Puis, le premier jour, résuspendez doucement les T-cells pour briser les rosettes. Dans un laboratoire approuvé par BSL2+, pour produire des cellules CAR-T, ajoutez le lentivirus CAR19 et le lentivirus CRISPR ciblant le GMCSF aux cellules T simulées. Le troisième jour et le cinquième jour pour les cellules T éditées avec succès par lentiCRISPR portant la résistance de puromycine, traitent des cellules avec le dihydrochlorure de puromycine à une concentration d’un microgramme de puromycine par millilitre.

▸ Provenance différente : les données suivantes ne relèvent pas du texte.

Issue #4087, opened 2020-05-10
Member.top_role not updating when positions change


Silari:
### Summary

If a role position is changed, calling member.top_role does not update the top role if it has changed. It still shows whatever the old top position was.

Only similar issue still open is #2142 but that involved role creation and the cache, where these roles are being edited and the new position is set correctly. 

### Expected Results

The top_role property to always return the role with the highest position.

### Actual Results
The old top role is still returned as the top role, despite it being moved to a lower position or another role being moved higher. The output of the following code in an on_message(message) event shows the issue.

    msg = "Roles:"
    for myrole in message.guild.me.roles:
        msg += " Name: " + myrole.name + " Position:" + str(myrole.position)
    print(msg)
    msg = "Top Role: " + message.guild.me.top_role.name + " " str(message.guild.me.top_role.position)
    print(msg)

> Roles: Name: @everyone Position:0 Name: PicartoBot-Dev Position:2 Name: Trixie Position:5
> Top Role: Trixie 5

The highest role is Trixie, as it should be. After moving the Trixie role to just above @everyone (Position 1) and rerunning:

> Roles: Name: @everyone Position:0 Name: PicartoBot-Dev Position:3 Name: Trixie Position:1
> Top Role: Trixie 1

It still lists Trixie as the highest role, despite having updated the role with it's new position.

Looking at the code for Member.top_role, it seems like the list of roles should be sorted in ascending position order, but it's not being resorted when the role position is updated, thus causing top_role to return the wrong role.

### Checklist

- [x] I have searched the open issues for duplicates.
- [x] I have shown the entire traceback, if possible.
- [x] I have removed my token from display, if visible.

### System Information

- Python v3.7.2-final
- discord.py v1.3.3-final
- aiohttp v3.6.2
- websockets v6.0
- system info: Windows 10 10.0.18362

Rapptz:
I believe this happens because the cache for roles is not invalidated upon roles being updated. Invalidating the cache at this stage becomes kind of expensive so I may have to reconsider the cache layer here to properly fix this. Unsure at the moment.

PR #4105, opened 2020-05-17
Update Member.top_role

Jack073:
### Summary

Changed the behaviour of the Member top_role property, before it simply returned the role at the last index of self.roles, now it iterates over all the roles to find the role with the highest position and returns that instead, this seems more expensive and doesn't make sense initially, however there is some cases where self.roles isn't sorted correctly (presumably due to a caching issue) and in these cases the top_role function returned the wrong role, I've added a way to reproduce this behaviour below which seems to work for me.

I setup a test server, and added a bot with an integrated role, I then added another role and put it above the integrated role (in this case at the top of the roles list), and then started the bot (program below). I then sent `roles` to see what the bot considered its own roles were (their name and position), which should have been sorted by position and in this case they were. I then moved the new role (non integrated) below the integrated role and sent `roles` again, this time it had the positions of the roles correct again but the order of them wrong, resulting in top_role returning the wrong role.

Test program:
```python
import discord

class Client(discord.Client):
    async def on_ready(self):
        print("Ready")

    async def on_message(self, msg):
        if msg.content == "roles":
            roles = "\n".join([f"Name: {r.name} - Position: {r.position}" for r in msg.guild.me.roles])
            
            await msg.channel.send(f"top_role: {msg.guild.me.top_role.name}\n{roles}")

client = Client()
client.run("token")
```

### Checklist

- [x] This PR fixes an issue.

### DIFF
--- a/discord/member.py
+++ b/discord/member.py
@@ -434,7 +434,14 @@ class Member(discord.abc.Messageable, _BaseUser):
         This is useful for figuring where a member stands in the role
         hierarchy chain.
         """
-        return self.roles[-1]
+        highest_role = 0
+        highest_position = 0
+
+        for loc, r in enumerate(self.roles):
+            if r.position > highest_position:
+                highest_position = r.position
+                highest_role = loc
+        return self.roles[highest_role]
 
     @property
     def guild_permissions(self):


Rapptz:
Thanks for the PR but this is just a bandaid over a larger issue (see #4087)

Le séquençage des marées a été utilisé pour confirmer une réduction de GM-CSF dans les cellules CART19 à élimination directe GM-CSF avec une efficacité de perturbation d’environ 71 % Les parcelles de surface des cellules CAR-T entachées sur des cellules CD3 positives vivantes montrent que cart19 et GM-CSF knockout CART19 de type sauvage réussissent et expriment de la même manière le récepteur de surface CAR in vitro. D’autre part, la coloration intracellulaire de GM-CSF par cytométrie d’écoulement également fermée sur les cellules CD3-positives vivantes démontre l’expression diminuée de GM-CSF dans les cellules de KNOCKOUT comparées aux cellules cart19 de type sauvage confirmant le succès fonctionnel du KO. Un soin particulier doit être pris pendant les étapes de transduction de cette procédure car elles sont les plus critiques pour le développement des cellules CAR-T génétiquement modifiées.
La méthodologie décrite peut potentiellement être appliquée à une variété de gènes pour modifier les cellules CAR-T via CRISPR/CAS9 pour aider à générer un produit moins toxique et plus efficace. La technologie CRISPR/CAS9 fournit les stratégies pour cibler directement le génome des cellules CAR-T afin de concevoir des solutions aux lacunes cliniques actuelles.